PR #2047, opened 2021-10-09
[15.0][MIG] web_responsive

lijoantony:
Migration from 14.0 to 15.0

### DIFF
--- a/web_responsive/__manifest__.py
+++ b/web_responsive/__manifest__.py
@@ -6,7 +6,7 @@
 {
     "name": "Web Responsive",
     "summary": "Responsive web client, community-supported",
-    "version": "14.0.1.0.2",
+    "version": "15.0.1.0.0",
     "category": "Website",
     "website": "https://github.com/OCA/web",
     "author": "LasLabs, Tecnativa, " "Odoo Community Association (OCA)",
@@ -15,7 +15,7 @@
     "depends": ["web", "mail"],
     "development_status": "Production/Stable",
     "maintainers": ["Yajo", "Tardo"],
-    "data": ["views/assets.xml", "views/res_users.xml", "views/web.xml"],
+    "data": ["views/res_users.xml", "views/web.xml"],
     "qweb": [
         "static/src/xml/apps.xml",
         "static/src/xml/form_buttons.xml",
@@ -26,5 +26,11 @@
         "static/src/xml/control_panel.xml",
         "static/src/xml/search_panel.xml",
     ],
+    "assets": {
+        "web.assets_backend": [
+            "web_responsive/static/src/css/**/*",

■ WORK TO BE COMPLETED
Show, from the records above, every line that includes "data".

■ ANSWER TO THIS EXERCISE
-    "data": ["views/assets.xml", "views/res_users.xml", "views/web.xml"],
+    "data": ["views/res_users.xml", "views/web.xml"],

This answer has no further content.